# WHAT YOU NEED TO DO:
Set down word for word the lines that begin the entries and run through the line containing "- There are". Give nothing further.

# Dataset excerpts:
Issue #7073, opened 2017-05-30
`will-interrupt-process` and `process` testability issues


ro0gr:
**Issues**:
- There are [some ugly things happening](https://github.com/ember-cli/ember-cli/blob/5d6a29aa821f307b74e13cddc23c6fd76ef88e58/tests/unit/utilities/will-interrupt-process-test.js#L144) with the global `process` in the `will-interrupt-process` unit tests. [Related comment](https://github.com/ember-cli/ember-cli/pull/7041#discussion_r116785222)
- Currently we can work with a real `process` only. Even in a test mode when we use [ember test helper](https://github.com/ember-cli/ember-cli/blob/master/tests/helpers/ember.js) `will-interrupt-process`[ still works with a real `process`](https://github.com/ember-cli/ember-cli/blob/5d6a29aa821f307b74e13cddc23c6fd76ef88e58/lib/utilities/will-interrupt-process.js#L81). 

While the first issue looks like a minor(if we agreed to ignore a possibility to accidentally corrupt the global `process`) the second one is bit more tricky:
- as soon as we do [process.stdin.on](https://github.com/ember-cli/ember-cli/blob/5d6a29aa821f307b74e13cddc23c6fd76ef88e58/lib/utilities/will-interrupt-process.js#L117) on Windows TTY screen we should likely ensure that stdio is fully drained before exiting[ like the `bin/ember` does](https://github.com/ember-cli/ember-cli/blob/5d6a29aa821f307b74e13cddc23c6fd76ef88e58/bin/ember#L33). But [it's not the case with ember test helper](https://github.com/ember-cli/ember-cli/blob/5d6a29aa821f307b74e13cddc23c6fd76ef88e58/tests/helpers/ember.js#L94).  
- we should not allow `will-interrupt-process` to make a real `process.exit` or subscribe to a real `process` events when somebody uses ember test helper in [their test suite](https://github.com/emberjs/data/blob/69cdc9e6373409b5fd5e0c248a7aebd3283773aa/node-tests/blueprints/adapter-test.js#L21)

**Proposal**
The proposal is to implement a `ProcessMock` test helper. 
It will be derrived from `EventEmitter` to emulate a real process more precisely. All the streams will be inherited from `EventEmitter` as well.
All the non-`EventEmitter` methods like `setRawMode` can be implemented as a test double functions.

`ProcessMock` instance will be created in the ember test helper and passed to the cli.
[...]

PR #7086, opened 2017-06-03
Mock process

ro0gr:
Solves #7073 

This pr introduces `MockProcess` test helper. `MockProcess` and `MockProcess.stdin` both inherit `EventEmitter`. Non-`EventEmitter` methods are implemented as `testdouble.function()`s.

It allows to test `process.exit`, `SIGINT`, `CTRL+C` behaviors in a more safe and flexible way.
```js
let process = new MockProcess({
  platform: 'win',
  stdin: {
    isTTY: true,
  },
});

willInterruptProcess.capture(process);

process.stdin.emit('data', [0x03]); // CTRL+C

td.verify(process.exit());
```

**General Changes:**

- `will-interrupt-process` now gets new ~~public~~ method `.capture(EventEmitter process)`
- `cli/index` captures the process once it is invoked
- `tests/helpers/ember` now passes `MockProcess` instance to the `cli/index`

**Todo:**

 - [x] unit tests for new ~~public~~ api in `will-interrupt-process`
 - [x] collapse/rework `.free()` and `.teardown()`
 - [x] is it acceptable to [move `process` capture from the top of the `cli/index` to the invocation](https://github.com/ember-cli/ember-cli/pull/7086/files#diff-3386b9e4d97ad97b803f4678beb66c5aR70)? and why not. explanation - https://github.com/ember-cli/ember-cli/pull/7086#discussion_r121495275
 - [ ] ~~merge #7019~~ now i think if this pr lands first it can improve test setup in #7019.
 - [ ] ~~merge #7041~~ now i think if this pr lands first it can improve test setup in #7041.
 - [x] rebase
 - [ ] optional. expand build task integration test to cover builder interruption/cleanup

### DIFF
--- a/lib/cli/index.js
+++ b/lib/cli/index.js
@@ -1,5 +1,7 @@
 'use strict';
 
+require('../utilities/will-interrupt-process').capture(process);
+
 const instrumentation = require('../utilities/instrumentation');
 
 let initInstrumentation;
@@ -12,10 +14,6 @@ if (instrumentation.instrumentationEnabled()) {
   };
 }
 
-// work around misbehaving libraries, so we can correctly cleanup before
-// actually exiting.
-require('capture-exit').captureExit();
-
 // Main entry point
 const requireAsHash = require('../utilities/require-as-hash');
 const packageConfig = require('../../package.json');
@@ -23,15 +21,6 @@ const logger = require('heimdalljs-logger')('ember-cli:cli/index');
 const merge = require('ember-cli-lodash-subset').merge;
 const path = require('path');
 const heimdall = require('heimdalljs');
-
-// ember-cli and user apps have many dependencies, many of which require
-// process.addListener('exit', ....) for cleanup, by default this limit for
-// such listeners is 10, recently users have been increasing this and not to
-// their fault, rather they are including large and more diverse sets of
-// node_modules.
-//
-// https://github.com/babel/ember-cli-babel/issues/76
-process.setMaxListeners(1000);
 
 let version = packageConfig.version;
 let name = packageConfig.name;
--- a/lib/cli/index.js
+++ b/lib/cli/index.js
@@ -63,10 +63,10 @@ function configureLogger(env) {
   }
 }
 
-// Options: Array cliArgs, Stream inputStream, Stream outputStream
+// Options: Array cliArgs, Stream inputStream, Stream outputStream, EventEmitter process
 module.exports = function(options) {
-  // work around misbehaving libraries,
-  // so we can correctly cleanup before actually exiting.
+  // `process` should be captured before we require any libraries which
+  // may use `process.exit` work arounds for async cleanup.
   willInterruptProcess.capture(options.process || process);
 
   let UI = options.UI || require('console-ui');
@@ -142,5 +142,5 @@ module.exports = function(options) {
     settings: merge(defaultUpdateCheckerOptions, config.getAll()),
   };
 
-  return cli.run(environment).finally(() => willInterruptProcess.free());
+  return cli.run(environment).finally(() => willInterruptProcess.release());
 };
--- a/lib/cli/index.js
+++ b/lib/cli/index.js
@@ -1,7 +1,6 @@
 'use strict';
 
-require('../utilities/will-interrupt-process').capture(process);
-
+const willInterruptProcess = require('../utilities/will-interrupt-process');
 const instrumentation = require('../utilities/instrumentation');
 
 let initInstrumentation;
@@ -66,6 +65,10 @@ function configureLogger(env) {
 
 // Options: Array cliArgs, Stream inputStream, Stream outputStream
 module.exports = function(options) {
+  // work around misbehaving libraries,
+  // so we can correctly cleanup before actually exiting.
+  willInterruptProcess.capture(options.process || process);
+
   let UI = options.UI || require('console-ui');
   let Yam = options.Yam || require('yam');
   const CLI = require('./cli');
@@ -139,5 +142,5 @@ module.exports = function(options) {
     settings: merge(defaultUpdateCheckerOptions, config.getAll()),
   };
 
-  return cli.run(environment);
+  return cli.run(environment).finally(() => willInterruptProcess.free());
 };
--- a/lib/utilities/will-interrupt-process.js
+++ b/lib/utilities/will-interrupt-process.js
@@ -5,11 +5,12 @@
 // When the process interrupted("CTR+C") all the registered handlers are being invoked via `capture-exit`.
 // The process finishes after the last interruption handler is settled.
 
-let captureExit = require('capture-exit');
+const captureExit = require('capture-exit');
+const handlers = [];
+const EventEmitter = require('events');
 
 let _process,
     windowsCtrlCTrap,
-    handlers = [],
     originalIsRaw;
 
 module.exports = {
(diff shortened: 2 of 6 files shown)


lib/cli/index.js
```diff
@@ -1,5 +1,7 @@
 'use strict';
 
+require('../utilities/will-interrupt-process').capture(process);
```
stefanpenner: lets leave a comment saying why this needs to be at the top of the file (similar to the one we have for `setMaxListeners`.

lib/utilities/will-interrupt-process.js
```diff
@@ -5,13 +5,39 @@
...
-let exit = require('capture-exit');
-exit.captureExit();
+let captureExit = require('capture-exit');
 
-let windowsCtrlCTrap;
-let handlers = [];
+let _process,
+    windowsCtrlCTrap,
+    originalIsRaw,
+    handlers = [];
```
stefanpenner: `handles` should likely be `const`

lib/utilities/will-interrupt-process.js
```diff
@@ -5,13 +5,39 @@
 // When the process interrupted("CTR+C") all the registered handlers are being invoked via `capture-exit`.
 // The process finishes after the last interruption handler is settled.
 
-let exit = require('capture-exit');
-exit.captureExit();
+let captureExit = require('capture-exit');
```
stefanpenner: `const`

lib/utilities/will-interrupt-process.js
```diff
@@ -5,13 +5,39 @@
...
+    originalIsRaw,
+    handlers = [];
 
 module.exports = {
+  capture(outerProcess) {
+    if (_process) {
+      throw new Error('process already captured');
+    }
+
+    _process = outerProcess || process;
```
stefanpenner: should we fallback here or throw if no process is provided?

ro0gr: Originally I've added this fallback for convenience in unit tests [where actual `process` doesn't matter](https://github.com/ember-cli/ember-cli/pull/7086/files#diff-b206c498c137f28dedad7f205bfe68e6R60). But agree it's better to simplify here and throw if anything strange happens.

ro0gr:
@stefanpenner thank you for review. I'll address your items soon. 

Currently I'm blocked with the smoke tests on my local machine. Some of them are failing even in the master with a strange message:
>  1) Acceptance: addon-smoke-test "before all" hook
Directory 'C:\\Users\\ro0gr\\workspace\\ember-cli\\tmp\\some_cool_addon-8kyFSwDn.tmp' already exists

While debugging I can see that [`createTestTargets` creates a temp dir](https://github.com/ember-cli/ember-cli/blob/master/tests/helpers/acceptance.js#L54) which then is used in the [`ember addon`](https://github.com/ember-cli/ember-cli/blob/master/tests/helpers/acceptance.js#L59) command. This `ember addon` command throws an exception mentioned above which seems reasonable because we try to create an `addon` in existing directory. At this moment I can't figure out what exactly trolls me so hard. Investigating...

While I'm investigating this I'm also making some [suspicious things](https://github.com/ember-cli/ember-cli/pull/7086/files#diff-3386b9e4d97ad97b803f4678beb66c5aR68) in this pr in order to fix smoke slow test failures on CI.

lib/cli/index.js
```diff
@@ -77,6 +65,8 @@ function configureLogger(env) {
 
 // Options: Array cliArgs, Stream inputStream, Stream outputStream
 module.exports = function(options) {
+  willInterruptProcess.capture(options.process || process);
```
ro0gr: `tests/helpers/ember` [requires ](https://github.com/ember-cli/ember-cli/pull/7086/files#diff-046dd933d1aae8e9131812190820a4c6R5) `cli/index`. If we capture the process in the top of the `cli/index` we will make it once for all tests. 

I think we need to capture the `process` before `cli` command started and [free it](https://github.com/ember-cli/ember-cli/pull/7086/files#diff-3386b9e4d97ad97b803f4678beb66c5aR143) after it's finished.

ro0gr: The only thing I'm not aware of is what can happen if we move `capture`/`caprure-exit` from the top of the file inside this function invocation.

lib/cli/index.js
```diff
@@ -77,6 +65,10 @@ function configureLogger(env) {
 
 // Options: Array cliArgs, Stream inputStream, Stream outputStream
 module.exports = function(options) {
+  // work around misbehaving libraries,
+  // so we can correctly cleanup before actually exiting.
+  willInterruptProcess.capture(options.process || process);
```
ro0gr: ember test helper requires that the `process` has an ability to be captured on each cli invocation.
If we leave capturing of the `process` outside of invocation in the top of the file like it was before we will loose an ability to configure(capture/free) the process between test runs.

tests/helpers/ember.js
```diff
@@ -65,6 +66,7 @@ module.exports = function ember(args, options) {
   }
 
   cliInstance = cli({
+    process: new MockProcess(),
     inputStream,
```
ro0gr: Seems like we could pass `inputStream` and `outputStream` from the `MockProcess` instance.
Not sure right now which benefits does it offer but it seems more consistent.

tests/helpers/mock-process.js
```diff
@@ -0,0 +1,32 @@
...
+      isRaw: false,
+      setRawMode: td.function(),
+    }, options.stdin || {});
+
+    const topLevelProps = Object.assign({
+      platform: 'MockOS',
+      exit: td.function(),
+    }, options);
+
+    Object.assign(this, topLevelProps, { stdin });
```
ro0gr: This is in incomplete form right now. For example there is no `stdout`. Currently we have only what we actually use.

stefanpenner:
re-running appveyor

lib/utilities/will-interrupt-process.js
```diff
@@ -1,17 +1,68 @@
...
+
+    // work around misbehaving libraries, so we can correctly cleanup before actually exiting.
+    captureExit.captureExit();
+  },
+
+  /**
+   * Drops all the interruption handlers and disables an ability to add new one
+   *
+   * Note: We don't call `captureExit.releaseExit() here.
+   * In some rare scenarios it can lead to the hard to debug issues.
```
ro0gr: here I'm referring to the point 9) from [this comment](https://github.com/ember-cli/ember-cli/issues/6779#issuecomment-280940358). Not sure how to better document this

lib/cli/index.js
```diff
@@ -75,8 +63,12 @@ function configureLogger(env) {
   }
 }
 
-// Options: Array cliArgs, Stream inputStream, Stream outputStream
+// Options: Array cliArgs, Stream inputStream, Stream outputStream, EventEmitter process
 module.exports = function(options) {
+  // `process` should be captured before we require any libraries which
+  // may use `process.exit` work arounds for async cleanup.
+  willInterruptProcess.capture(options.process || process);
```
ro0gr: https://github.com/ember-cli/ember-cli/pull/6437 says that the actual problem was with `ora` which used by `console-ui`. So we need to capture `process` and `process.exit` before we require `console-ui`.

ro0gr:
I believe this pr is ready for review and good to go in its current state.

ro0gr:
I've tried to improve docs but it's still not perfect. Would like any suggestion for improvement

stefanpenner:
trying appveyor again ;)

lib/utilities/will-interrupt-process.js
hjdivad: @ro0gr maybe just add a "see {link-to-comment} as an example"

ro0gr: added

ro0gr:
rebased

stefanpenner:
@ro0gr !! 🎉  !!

# RESULT OF THIS TASK:
Issue #7073, opened 2017-05-30
`will-interrupt-process` and `process` testability issues


ro0gr:
**Issues**:
- There are [some ugly things happening](https://github.com/ember-cli/ember-cli/blob/5d6a29aa821f307b74e13cddc23c6fd76ef88e58/tests/unit/utilities/will-interrupt-process-test.js#L144) with the global `process` in the `will-interrupt-process` unit tests. [Related comment](https://github.com/ember-cli/ember-cli/pull/7041#discussion_r116785222)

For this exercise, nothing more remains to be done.